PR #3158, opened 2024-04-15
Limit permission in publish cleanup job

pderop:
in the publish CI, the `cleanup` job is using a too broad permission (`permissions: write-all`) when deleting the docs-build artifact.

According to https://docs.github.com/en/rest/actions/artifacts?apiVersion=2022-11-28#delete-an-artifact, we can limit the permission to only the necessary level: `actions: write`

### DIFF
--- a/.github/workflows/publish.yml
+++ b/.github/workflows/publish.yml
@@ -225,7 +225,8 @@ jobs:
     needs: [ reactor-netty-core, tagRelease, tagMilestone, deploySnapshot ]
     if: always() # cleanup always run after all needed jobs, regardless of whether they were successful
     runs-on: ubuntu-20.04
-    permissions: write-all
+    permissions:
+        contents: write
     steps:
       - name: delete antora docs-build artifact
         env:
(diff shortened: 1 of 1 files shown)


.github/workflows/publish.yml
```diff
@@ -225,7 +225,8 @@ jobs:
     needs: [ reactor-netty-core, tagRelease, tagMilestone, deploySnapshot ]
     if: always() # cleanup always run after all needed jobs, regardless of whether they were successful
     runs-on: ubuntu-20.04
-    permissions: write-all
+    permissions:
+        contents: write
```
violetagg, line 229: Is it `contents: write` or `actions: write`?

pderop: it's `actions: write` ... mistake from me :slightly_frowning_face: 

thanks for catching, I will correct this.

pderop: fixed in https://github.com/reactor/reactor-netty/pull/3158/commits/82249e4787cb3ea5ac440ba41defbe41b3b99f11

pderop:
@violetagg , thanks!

---

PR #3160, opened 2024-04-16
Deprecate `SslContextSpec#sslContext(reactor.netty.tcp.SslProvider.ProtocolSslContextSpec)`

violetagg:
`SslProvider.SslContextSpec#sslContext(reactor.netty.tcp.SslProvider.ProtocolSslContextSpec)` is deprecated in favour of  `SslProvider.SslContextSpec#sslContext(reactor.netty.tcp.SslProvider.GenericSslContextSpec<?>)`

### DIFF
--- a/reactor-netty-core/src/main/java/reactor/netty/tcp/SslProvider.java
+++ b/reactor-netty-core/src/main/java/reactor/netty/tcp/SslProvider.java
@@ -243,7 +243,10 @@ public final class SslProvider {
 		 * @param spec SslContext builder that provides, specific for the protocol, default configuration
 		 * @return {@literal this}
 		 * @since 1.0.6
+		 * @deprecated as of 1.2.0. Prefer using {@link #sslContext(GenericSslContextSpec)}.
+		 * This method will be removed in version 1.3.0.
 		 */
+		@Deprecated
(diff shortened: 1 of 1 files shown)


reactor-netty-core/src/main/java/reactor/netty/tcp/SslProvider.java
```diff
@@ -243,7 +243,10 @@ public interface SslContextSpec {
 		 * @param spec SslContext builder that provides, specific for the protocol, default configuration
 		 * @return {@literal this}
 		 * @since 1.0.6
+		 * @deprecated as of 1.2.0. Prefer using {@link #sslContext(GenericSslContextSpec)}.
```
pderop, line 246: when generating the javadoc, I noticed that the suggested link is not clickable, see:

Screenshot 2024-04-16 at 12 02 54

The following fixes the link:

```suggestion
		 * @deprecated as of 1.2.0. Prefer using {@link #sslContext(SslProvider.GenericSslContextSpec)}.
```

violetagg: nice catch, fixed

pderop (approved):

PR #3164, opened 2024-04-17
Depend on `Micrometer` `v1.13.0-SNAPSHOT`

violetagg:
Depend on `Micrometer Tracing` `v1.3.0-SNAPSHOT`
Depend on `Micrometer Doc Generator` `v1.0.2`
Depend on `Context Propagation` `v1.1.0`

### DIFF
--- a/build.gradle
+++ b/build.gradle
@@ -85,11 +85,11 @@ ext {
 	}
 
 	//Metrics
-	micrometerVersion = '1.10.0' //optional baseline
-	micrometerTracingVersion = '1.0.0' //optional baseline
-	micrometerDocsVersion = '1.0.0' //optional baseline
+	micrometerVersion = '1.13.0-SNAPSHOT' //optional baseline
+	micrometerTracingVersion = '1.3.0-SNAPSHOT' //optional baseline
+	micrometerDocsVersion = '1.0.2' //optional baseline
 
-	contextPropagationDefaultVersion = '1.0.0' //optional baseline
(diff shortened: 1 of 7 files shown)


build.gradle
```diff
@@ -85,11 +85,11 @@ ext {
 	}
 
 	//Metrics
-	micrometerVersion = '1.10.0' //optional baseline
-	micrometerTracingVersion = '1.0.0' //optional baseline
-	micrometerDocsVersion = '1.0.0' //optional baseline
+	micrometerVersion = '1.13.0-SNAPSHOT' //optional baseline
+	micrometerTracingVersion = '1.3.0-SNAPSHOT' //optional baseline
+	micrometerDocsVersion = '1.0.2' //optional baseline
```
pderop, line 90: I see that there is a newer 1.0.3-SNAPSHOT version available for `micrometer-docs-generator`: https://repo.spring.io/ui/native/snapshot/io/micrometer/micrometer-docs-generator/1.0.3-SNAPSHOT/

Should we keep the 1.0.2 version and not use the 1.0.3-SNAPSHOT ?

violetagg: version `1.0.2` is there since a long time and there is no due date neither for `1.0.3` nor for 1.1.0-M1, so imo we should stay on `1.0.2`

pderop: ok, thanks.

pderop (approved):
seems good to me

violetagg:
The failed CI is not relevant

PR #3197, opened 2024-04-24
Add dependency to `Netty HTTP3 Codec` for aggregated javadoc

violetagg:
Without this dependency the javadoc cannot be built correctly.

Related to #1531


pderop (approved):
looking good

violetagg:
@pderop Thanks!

* * *

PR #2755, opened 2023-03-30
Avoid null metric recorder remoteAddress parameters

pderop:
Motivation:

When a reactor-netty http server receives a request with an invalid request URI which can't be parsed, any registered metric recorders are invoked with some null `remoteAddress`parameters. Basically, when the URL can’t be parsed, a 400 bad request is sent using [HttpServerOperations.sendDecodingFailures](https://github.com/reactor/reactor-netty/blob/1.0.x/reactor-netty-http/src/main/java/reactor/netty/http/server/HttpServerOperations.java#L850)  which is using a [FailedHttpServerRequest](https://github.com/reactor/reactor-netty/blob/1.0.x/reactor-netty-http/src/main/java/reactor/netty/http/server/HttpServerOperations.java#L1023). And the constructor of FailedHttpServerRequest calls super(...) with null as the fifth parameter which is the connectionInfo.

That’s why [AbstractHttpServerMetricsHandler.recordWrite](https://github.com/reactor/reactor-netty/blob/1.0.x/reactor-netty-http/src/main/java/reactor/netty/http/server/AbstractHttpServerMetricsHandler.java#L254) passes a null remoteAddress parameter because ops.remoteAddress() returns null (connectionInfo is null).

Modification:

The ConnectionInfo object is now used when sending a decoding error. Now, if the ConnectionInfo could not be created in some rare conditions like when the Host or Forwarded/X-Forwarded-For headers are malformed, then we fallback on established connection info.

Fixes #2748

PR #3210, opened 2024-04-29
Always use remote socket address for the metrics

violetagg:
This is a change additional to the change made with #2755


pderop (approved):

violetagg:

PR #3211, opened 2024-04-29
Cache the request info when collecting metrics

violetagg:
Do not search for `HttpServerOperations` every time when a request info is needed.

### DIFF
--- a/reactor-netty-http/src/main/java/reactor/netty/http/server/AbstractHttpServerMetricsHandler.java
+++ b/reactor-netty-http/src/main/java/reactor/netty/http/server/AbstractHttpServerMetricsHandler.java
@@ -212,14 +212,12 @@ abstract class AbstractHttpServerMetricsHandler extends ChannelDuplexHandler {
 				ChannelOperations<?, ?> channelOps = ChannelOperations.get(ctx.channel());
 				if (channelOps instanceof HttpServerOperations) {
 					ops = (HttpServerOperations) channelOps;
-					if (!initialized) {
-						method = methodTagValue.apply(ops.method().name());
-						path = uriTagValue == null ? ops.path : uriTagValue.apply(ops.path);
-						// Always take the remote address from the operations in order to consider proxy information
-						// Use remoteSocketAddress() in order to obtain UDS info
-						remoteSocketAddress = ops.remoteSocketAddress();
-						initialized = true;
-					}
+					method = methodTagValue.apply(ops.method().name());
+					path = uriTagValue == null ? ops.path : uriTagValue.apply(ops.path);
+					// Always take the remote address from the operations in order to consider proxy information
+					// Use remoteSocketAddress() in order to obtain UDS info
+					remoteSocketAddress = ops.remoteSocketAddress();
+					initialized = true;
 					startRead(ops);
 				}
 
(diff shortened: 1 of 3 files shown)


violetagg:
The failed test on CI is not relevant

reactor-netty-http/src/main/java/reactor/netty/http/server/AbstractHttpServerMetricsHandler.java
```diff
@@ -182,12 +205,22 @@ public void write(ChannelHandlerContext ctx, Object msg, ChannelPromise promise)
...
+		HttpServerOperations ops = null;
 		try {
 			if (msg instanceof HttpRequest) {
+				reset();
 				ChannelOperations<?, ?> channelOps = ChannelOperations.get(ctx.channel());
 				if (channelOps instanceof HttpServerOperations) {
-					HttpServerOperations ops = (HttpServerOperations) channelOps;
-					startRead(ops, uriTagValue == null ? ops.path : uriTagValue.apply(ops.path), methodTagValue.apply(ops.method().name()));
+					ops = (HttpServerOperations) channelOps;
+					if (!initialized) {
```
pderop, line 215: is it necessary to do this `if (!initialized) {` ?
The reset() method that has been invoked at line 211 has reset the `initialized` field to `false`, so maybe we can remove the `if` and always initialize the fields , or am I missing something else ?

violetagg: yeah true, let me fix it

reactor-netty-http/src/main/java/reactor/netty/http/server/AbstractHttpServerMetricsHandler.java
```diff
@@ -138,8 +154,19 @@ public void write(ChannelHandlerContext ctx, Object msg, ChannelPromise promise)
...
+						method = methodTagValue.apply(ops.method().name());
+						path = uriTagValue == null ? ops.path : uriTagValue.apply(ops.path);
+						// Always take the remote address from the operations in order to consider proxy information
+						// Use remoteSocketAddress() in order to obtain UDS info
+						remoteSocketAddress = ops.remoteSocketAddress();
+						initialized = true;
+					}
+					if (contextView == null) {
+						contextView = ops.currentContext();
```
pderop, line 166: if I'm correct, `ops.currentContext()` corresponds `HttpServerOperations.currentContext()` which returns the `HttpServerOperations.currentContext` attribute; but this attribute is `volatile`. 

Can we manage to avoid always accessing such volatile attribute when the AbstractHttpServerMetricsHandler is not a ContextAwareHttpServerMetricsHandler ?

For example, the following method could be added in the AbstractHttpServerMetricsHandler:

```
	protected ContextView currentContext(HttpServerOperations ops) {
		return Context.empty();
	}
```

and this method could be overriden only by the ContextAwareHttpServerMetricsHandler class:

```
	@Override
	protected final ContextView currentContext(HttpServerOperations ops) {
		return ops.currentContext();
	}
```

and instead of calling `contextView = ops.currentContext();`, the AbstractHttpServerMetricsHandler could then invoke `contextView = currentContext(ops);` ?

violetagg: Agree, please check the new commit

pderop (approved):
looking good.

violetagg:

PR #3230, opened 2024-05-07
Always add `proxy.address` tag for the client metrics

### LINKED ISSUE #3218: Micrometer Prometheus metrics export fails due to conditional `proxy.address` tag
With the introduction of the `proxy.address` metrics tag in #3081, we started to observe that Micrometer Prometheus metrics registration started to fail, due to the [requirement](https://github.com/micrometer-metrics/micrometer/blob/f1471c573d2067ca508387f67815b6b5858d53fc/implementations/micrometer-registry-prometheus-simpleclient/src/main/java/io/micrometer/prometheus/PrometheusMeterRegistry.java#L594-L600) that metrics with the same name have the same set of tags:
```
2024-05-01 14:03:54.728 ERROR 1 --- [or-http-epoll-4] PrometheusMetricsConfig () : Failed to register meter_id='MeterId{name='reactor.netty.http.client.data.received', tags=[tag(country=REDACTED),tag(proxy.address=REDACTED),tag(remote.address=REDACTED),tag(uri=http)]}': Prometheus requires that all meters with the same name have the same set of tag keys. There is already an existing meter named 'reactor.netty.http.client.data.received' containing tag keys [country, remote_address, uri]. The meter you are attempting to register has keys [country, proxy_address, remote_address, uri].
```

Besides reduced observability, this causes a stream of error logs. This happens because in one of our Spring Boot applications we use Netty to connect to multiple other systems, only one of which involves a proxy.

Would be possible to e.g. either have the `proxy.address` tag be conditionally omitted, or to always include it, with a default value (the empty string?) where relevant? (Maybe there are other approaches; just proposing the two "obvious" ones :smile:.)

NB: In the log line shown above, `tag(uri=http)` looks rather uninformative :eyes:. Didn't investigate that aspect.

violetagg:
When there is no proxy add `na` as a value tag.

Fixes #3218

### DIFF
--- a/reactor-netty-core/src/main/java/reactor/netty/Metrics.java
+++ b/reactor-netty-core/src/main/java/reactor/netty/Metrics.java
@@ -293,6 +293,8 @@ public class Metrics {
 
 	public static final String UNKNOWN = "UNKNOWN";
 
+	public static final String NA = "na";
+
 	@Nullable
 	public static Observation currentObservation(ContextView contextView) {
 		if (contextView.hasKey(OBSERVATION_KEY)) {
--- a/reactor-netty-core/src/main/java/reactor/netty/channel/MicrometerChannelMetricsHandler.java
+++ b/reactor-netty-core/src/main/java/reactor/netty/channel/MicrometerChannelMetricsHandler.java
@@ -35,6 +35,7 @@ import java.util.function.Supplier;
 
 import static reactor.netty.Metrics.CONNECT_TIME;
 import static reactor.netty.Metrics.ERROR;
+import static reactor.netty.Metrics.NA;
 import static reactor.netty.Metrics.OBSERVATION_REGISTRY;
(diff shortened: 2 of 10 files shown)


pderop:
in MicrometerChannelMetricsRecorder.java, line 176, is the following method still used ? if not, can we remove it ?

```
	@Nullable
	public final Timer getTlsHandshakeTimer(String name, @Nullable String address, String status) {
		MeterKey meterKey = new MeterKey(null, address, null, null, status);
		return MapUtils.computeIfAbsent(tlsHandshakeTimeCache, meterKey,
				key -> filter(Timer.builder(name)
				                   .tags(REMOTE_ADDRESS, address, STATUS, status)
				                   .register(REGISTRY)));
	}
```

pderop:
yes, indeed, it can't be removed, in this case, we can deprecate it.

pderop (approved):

DIRECTIONS
Word for word, restate the lines above from the line containing "When there is" through the line containing "-293,6 +293,8 @@", with both included and nothing else.

RESPONSE TO THIS TASK
When there is no proxy add `na` as a value tag.

Fixes #3218

### DIFF
--- a/reactor-netty-core/src/main/java/reactor/netty/Metrics.java
+++ b/reactor-netty-core/src/main/java/reactor/netty/Metrics.java
@@ -293,6 +293,8 @@ public class Metrics {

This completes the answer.